Date | Route | Time | Day | Location | Incident | Min Delay | Min Gap | Direction | Vehicle | |
---|---|---|---|---|---|---|---|---|---|---|
0 | 2024-01-01 | 89 | 02:08 | Monday | KEELE AND GLENLAKE | Vision | 10 | 20 | N | 7107 |
1 | 2024-01-01 | 39 | 02:30 | Monday | FINCH STATION | General Delay | 20 | 40 | NaN | 8914 |
2 | 2024-01-01 | 300 | 03:13 | Monday | BLOOR AND MANNING | General Delay | 0 | 0 | NaN | 8562 |
3 | 2024-01-01 | 65 | 03:23 | Monday | PARLIAMENT AND BLOOR | Security | 0 | 0 | N | 8574 |
4 | 2024-01-01 | 113 | 03:37 | Monday | MAIN STATION | Security | 0 | 0 | NaN | 8541 |
TTC Bus Delay Report
Summary
This report examines the 2024 TTC bus delay dataset to forecast delay times based on factors such as route, incident type, location, and time. We aim to classify delays into short, medium, and long categories using a logistic regression model. The final logistic regression model show moderate effectiveness in predicting delay durations. Predicted frequencies for short and medium delays correspond with actual data; however, the model underpredicts long delays, highlighting the complexity of accurately capturing extended durations and their contributing factors. This study acts as a foundation for the implementation of real-time prediction models that could aid the Toronto Transit Commission in resource allocation and improving schedule adherence.
Introduction
Public transportation systems, such as Toronto’s TTC, are essential for facilitating commuter mobility. However, delays are unavoidable and can affect the efficiency of services. Anticipating these delays may enhance operational decision-making and increase commuter satisfaction. The objective of this analysis is to identify the primary factors contributing to delays and to accurately forecast the duration of these delays by utilizing route, incident types, location, and time-related features as predictors.
Data
The data for this analysis was sourced from the open.toronto.ca website, with a specific emphasis on the bus delay data for the year 2024. Raw data can be found here.
The dataset contains in total 45300 rows and 10 columns. Each row in the dataset represents one instance of delay, specifying its route, date and time, location, classification of bus incident, and its delay duration. A snippet of the dataset is show in Table 1.
Analysis
An EDA analysis is first conducted on the dataset with the folliowing objectives:
- Loading and Preprocessing Data: Handling missing values, converting timestamp data to day parts, and cleaning data fields irrelevant to our delay analysis.
- Visualization: Analyze the distribution of delays, identify top routes and locations with frequent delay incidents, and visualize delays based on day and incident type.
A linear regression model is then used to build the classification model to predict whether a delay falls into the short, medium or long duration.

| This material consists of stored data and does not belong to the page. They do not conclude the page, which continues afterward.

Issue #831, opened 2019-06-13
Addition of a storage version in NodeInfo serialization within MapDB


niconoir:
* **Do you want to request a *feature* or report a *bug*?**
Feature

* **What is the current behavior?**
Currently, no information is serialized in NodeInfo within MapDB about how the data have been serialize and how to deserialize them.

* **What is the expected behavior?**
A new information (storage version) has to be serialized in NodeInfo serialization within MapDB in order to know how the data have been serialized and how to deserialize them.

* **What is the motivation / use case for changing the behavior?**
NodeInfo class will evolve in order to add new informations about the AFS node (see #827 for example). Thus, serialization of NodeInfo within MapDB will evolve, and we need to know how NodeInfo we are reading in MapDB has been serialized in order to deserialize it properly. A storage version included in the NodeInfo serialization will allow us to keep track of the different ways the NodeInfo have been serialized and to deserialize them properly. This will allow us to keep a backward compatibility and deserialize data from older versions from MapDB.
N.B: When this feature will be implemented, the data previously stored in MapDB will not be compatible with the new version.

geofjamg:
AFS is not part anymore of core

PR #926, opened 2019-09-09
Addition of a storage version in NodeInfo serialization within MapDB (#831)

niconoir:

#831


niconoir:
Yes, we can anticipate changes in other afs components storage. But in this case, do we consider afs as a whole and use only one storage version common to all afs components, or do we use a different storage version for each component ?

niconoir:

The C parameter in the linear regression model is chosen using a 5-fold cross validation with the classification accuracy as the metric.
The Python programming language (Van Rossum and Drake (2009)) and the following Python packages are used to perform tbe analysis: numpy (Harris et al. (2020)), Pandas (McKinney (2010)), altair (VanderPlas (2018)), scikit-learn (Pedregosa et al. (2011)). The code used to perform the analysis and generate the figures can be found here.
Results and Discussion
The EDA analysis of the TTC bus delay data uncovers several key insights.
Figure 1 shows that majority of the delays occur during the late evenings, most likely due to the influx of people returning back home from work.
Figure 2 indicates that Tuesday through Friday are the days with the highest delays, suggesting a potential correlation with weekday commuter traffic.
Figure 3 show that mechanical issues are the primary cause of delays, comprising a substantial portion, followed by operator-related operations and diversions. This finding indicates potential areas for intervention, such as improved maintenance or optimized scheduling, to mitigate delay incidents.
The EDA analysis was very informative in understanding the columns of interest for this project, which will be used to create the logistic regression model to predict the expected delay. The delay output will be categorized into “Short”, “Medium” or “Long”. 5-fold cross-validation and randomized grid search were applied for C hyperparameter tuning to enhance model performance.
The results of the logistic regression model in Figure 4 show moderate effectiveness in predicting delay durations. Predicted frequencies for short and medium delays correspond with actual data; however, the model underpredicts long delays, highlighting the complexity of accurately capturing extended durations and their contributing factors. We could explore more advanced predictive models to improve accuracy. Furthermore, more data integration such as weather conditions could enhance model performance.